**Exercise objective**. Output, without alteration, the first line of the entries and each line after it, stopping with the line that contains "this release window.".

**Information supplied**.
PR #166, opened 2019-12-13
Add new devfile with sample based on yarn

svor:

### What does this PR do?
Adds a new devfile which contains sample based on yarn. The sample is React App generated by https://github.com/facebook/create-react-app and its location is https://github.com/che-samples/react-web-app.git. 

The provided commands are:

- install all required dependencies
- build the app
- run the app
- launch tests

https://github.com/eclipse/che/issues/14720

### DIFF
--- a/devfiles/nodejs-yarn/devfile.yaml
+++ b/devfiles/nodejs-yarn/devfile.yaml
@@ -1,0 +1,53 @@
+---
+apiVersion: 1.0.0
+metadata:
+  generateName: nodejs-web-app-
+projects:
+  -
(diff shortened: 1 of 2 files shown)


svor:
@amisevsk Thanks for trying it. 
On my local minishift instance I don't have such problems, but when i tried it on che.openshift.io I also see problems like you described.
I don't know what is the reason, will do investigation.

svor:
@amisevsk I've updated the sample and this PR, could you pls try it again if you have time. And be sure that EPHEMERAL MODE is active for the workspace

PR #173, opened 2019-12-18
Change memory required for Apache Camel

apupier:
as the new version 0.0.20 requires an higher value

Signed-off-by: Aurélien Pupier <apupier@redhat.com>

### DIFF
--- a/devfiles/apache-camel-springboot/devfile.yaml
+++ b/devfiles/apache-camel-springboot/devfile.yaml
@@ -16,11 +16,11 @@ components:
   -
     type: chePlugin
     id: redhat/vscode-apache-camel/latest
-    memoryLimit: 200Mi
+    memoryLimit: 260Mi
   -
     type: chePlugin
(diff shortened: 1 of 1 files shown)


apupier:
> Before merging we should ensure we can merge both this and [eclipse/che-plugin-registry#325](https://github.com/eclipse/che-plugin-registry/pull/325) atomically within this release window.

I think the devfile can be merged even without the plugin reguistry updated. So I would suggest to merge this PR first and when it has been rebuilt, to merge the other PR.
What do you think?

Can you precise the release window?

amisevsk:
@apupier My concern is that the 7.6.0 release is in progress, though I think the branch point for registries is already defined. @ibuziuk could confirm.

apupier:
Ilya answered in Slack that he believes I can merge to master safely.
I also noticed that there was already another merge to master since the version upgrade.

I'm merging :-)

**Solution**.
PR #166, opened 2019-12-13
Add new devfile with sample based on yarn

svor:

### What does this PR do?
Adds a new devfile which contains sample based on yarn. The sample is React App generated by https://github.com/facebook/create-react-app and its location is https://github.com/che-samples/react-web-app.git. 

The provided commands are:

- install all required dependencies
- build the app
- run the app
- launch tests

https://github.com/eclipse/che/issues/14720

### DIFF
--- a/devfiles/nodejs-yarn/devfile.yaml
+++ b/devfiles/nodejs-yarn/devfile.yaml
@@ -1,0 +1,53 @@
+---
+apiVersion: 1.0.0
+metadata:
+  generateName: nodejs-web-app-
+projects:
+  -
(diff shortened: 1 of 2 files shown)


svor:
@amisevsk Thanks for trying it. 
On my local minishift instance I don't have such problems, but when i tried it on che.openshift.io I also see problems like you described.
I don't know what is the reason, will do investigation.

svor:
@amisevsk I've updated the sample and this PR, could you pls try it again if you have time. And be sure that EPHEMERAL MODE is active for the workspace

PR #173, opened 2019-12-18
Change memory required for Apache Camel

apupier:
as the new version 0.0.20 requires an higher value

Signed-off-by: Aurélien Pupier <apupier@redhat.com>

### DIFF
--- a/devfiles/apache-camel-springboot/devfile.yaml
+++ b/devfiles/apache-camel-springboot/devfile.yaml
@@ -16,11 +16,11 @@ components:
   -
     type: chePlugin
     id: redhat/vscode-apache-camel/latest
-    memoryLimit: 200Mi
+    memoryLimit: 260Mi
   -
     type: chePlugin
(diff shortened: 1 of 1 files shown)


apupier:
> Before merging we should ensure we can merge both this and [eclipse/che-plugin-registry#325](https://github.com/eclipse/che-plugin-registry/pull/325) atomically within this release window.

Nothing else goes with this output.